The benchmark results presented here aim to provide sufficient information on how GraphDB™ performs important tasks (such as loading, inference and querying) with variations in size and nature of the data, inference, query types and other relevant factors. It also presents the improvement of speed in GraphDB™ 6.1 in comparison to OWLIM 5.4.

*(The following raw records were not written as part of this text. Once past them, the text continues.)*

PR #24689, opened 2019-11-07
Move all tasks to Community-TC

SimonSapin:

PR #24694, opened 2019-11-08
Remove use of on_unimplemented

SimonSapin:
It errors in today’s Nightly:

```rust
error[E0557]: feature has been removed
 --> components/script/lib.rs:9:12
  |
9 | #![feature(on_unimplemented)]
  |            ^^^^^^^^^^^^^^^^ feature has been removed

error[E0658]: this is an internal attribute that will never be stable
  --> components/script/dom/bindings/conversions.rs:77:1
   |
77 | #[rustc_on_unimplemented(message = "The IDL interface `{Self}` is not derived from `{T}`.")]
   | ^^^^^^^^^^^^^^^^^^^^^^^^^^^^^^^^^^^^^^^^^^^^^^^^^^^^^^^^^^^^^^^^^^^^^^^^^^^^^^^^^^^^^^^^^^^^
   |
   = note: for more information, see https://github.com/rust-lang/rust/issues/29642
   = help: add `#![feature(rustc_attrs)]` to the crate attributes to enable

```

### DIFF
--- a/components/script/lib.rs
+++ b/components/script/lib.rs
@@ -6,7 +6,6 @@
 #![feature(core_intrinsics)]
 #![feature(drain_filter)]
 #![feature(inner_deref)]
-#![feature(on_unimplemented)]
 #![feature(plugin)]
 #![deny(unsafe_code)]
 #![allow(non_snake_case)]
--- a/components/canvas_traits/webgl.rs
+++ b/components/canvas_traits/webgl.rs
@@ -63,7 +63,7 @@ pub enum WebGLMsg {
         WebGLVersion,
         Size2D<u32>,
         GLContextAttributes,
-        WebGLSender<Result<(WebGLCreateContextResult), String>>,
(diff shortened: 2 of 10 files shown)


SimonSapin:
(Are Homu commands ignored in a merged PR? https://github.com/servo/servo/pull/24689#issuecomment-551572184)

@bors-servo treeclosed-

components/script/lib.rs
```diff
@@ -6,7 +6,6 @@
 #![feature(core_intrinsics)]
 #![feature(drain_filter)]
 #![feature(inner_deref)]
-#![feature(on_unimplemented)]
```
jdm: If we use the rustc_attrs feature, can we keep using rustc_on_unimplemented?

SimonSapin: I haven’t tried, but the wording of the error message seems fairly strong in suggesting we shouldn’t? It would also not-prevent the use of many other attributes.

PR #30390, opened 2023-09-20
Fix webgl regression after WebRender upgrade

### LINKED ISSUE #30367: WebRender upgrade caused a regression in WebGL example TWGL
It seems this patch https://github.com/servo/servo/pull/30323 caused a regression in WebGL example TWGL doesn't run: https://demo.servo.org/experiments/twgl-tunnel/ (again it works revering the change)

The test gets stopped after showing the first image.

WebGL example TWGL stopped

If you resize the window you get some new frames.

WebGL example TWGL with some new image on a smaller window

mukilan:
Sending WebRender an explicit ResourceUpdate message after every buffer swap invalidates the tile caches that depend on the image resource created for the webgl canvas.

The previous WebRender code that Servo was using might have worked with WebGL only accidentally since picture caching was disabled by [default][1] and so the tiles were not cached between frames.

Fixes #30367

[1]: https://github.com/servo/servo/blob/c385b3c9737c17d59cb02e520c3b68b232cb6497/third_party/webrender/webrender/src/renderer.rs#L7073

---

- [x] These changes fix #30367 (GitHub issue number if applicable)
- [x] These changes might require tests to catch future regression but this PR doesn't include any. Maybe those can be a separate effort since we want to fix the WebGL demos quickly and look into a proper WebGL test suite later.

### DIFF
--- a/components/canvas/webgl_thread.rs
+++ b/components/canvas/webgl_thread.rs
@@ -684,25 +684,13 @@ impl WebGLThread {
 
         // Reset framebuffer bindings as appropriate.
         framebuffer_rebinding_info.apply(&self.device, &data.ctx, &*data.gl);
+        debug_assert_eq!(data.gl.get_error(), gl::NO_ERROR);
 
-        // Update WR image if needed.
-        let info = self.cached_context_info.get_mut(&context_id).unwrap();
         let has_alpha = data
             .state
             .requested_flags
             .contains(ContextAttributeFlags::ALPHA);
-        let image_buffer_kind = current_wr_image_buffer_kind(&self.device);
-        Self::update_wr_external_image(
-            &mut self.webrender_api,
-            self.webrender_doc,
-            size.to_i32(),
-            has_alpha,
-            context_id,
-            info.image_key,
-            image_buffer_kind,
-        );
-
-        debug_assert_eq!(data.gl.get_error(), gl::NO_ERROR);
+        self.update_wr_image_for_context(context_id, size.to_i32(), has_alpha);
 
         Ok(())
     }
@@ -818,6 +806,7 @@ impl WebGLThread {
             debug_assert_eq!(data.gl.get_error(), gl::NO_ERROR);
 
             let SurfaceInfo {
+                size,
                 framebuffer_object,
                 id,
                 ..
@@ -830,6 +819,12 @@ impl WebGLThread {
                 "... rebound framebuffer {}, new back buffer surface is {:?}",
                 framebuffer_object, id
             );
+
+            let has_alpha = data
+                .state
+                .requested_flags
+                .contains(ContextAttributeFlags::ALPHA);
+            self.update_wr_image_for_context(context_id, size, has_alpha);
         }
 
         #[allow(unused)]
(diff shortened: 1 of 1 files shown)


delan (approved):
Great find! I believe this is exactly what we were missing, because the WebGPU counterpart, Web­GPU­Request­::Swap­Chain­Present, kicks off a Update­Web­Render­Data event that in turn sends an Update­Image transaction. WebGL only did so when the context was resized.

components/canvas/webgl_thread.rs
```diff
@@ -830,6 +831,25 @@ impl WebGLThread {
                 "... rebound framebuffer {}, new back buffer surface is {:?}",
                 framebuffer_object, id
             );
+
+            // Tell Webrender to invalidate the caches for this image
```
mrobinson, line 835: Sorry for this huge nit:

```suggestion
            // Tell WebRender to invalidate the caches for this image.
```

components/canvas/webgl_thread.rs
```diff
@@ -830,6 +831,25 @@ impl WebGLThread {
...
+                &mut self.webrender_api,
+                self.webrender_doc,
+                size.to_i32(),
+                has_alpha,
+                context_id,
+                info.image_key,
+                image_buffer_kind,
+            );
+
+            debug_assert_eq!(data.gl.get_error(), gl::NO_ERROR);
```
mrobinson, line 852: Is this new assertion related?

mrobinson (approved):
Great find @mukilan!

components/canvas/webgl_thread.rs
mukilan: It was a lot of work, but I've addressed this huge nit in [ec5c9df](https://github.com/servo/servo/pull/30390/commits/ec5c9df530355d1d406a497d9e4c9b538213f18f) :rofl:

components/canvas/webgl_thread.rs
mukilan: No, you are correct. There are no new OpenGL calls before this, so this assertion is not needed. Removed in [ec5c9df](https://github.com/servo/servo/pull/30390/commits/ec5c9df530355d1d406a497d9e4c9b538213f18f)

mukilan:
Thanks for the review, @mrobinson and @delan! I've addressed the review comments in [ec5c9df](https://github.com/servo/servo/pull/30390/commits/ec5c9df530355d1d406a497d9e4c9b538213f18f). I also took the opportunity to refactor the logic shared between resize and swap flows.

mrobinson (approved):
Thanks so much for this!

components/canvas/webgl_thread.rs
```diff
@@ -908,22 +903,23 @@ impl WebGLThread {
...
+        &mut self,
         context_id: WebGLContextId,
-        image_key: ImageKey,
-        image_buffer_kind: ImageBufferKind,
+        size: Size2D<i32>,
+        has_alpha: bool,
     ) {
-        let descriptor = Self::image_descriptor(size, alpha);
-        let data = Self::external_image_data(context_id, image_buffer_kind);
+        let info = self.cached_context_info.get_mut(&context_id).unwrap();
```
mrobinson, line 914: Hrm. Does this need to be `get_mut(...)` or can it simply be `get(...)`?

mrobinson (approved):
Thanks for this fix!

components/canvas/webgl_thread.rs
mukilan: Good catch! We can just use 'get'. Fixed in  bce77ef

|Task||Hardware (1)||Data size (2) (explicit triples)||Load time (sec.)||Loading speed (st./sec.)||Query Performance||Query perf. Measure||Load time speed up (3)||Query time speed up (3)||Comment|
|UNIPROT Aug’14 load||Rolle||12,896,017,962||57,240||225,297||353%||Loaded in a bit less than 16h. If data size is judged by the amount of triples in the input files (which is 17 billions), the loading speed is 295 000 st./sec.|
|DBPedia 2014 load, English version||Leibniz||566,076,449||3,147||179,905||Loaded in 1 hour and 10 minutes from Turtle files|
|BSBM 100M Explore||Leibniz||99,892,000||536||186,366||10,041||QMPH||241%||67%||Query performance measured with 16 clients. Results in Query Mixes Per Hour|
|BSBM 100M Explore & Update||Leibniz||10,086||QMPH||18%|
|BSBM 1B Explore||Leibniz||998,782,000||5,581||178,961||1,083||QMPH||239%||13%|
|BSBM 1B Explore & Update||Leibniz||1,278||QMPH||10%|
|LDBC SPB 50M||Newton||50,124,572||2, 045||24, 511||40||read queries per second||10%||38%||Load time includes forward-chaining and materialization. 10 clients perform read queries, while in parallel 2 clients perform updates|
|31||updates per second||244%|
|LDBC SPB 50M||AWS c3.4xlarge||50,124,572||31||read queries per second||19%||Load time includes forward-chaining and materialization. 14 clients perform read queries, while in parallel 2 clients perform updates|
|17||updates per second||113%|
|LDBC SPB 1B||Newton||1,002,491,440||41,400||24,215||11||read queries per second||526%||-2%|
|10||updates per second||1415%|
|Wordnet load||Leibniz||2,724,000||576||4,729||Quite expressive reasoning is performed through forward-chaining|
(1) The hardware configurations are as follows. Leibniz is a dual-CPU server with Xeon E5-2690 CPUs, 256 GB of RAM and SSD storage array; overall assembly cost below $10,000. Rolle is the same as Leibniz, but with 512GB of RAM. Newton is very similar to Leibniz. AWS c3.4xlarge is a type Amazon cloud instance with 16 vCPUs, 55 ECU, 30GB of RAM and SSD storage.
(2) In the Data size column we refer to the number of explicit statements in the repository after the initial loading data. We exclude inferred statements, because this is only relevant for forward-chaining based engines. Some tests insert additional statements if update queries are part of the query mixes – these additional statements are ignored above. There are datasets that include a substantial amount of duplicate statements in the data dumps – for instance, the raw files of UNIPROT contain 17B statements, but only 12B of those are unique.
(3) Load and query performance of GraphDB™ is compared to OWLIM SE 5.4, running in the same environment. Loading in GraphDB™ is performed using the new Load Tool.
- GraphDB™ can load datasets of more than 10 billion statements on a single commodity database server at speeds exceeding 200,000 statements per second. In specific loading scenarios GraphDB™ managed to load billions of triple scale datasets at speeds of around 500,000 statements per second.
- The loading speed of GraphDB™ does not degrade as the volume of the data grows – for both BSBM and LDBC, the loading speeds for the 50-100 million datasets were the same as for the 1 billion statement datasets.
- Under the LDBC Semantic Publishing Benchmark (SPB) 50-million dataset, GraphDB™ Standard Edition can execute 30 read queries per second, while handling more than 20 updates each second in a consistent and transactionally safe manner. This is also the case on the Amazon AWS instance with 30GB of RAM. LDBC SPB is a benchmark derived from BBC’s Dynamic Semantic Publishing projects. This benchmark simulates loads similar to the one experienced by GraphDB™ serving web page generation for the BBC Sport website. Read query performance can be scaled up linearly through the cluster architecture of GraphDB™ Enterprise;
- GraphDB’s Loading Tool is much faster than any loading mechanism in OWLIM 5.4. For big datasets the speed up can be more than 5 times;
- GraphDB™ is faster on update queries – the increase in speed varies between 2 times (on SPB 50M) and 15 times (on SPB 1B).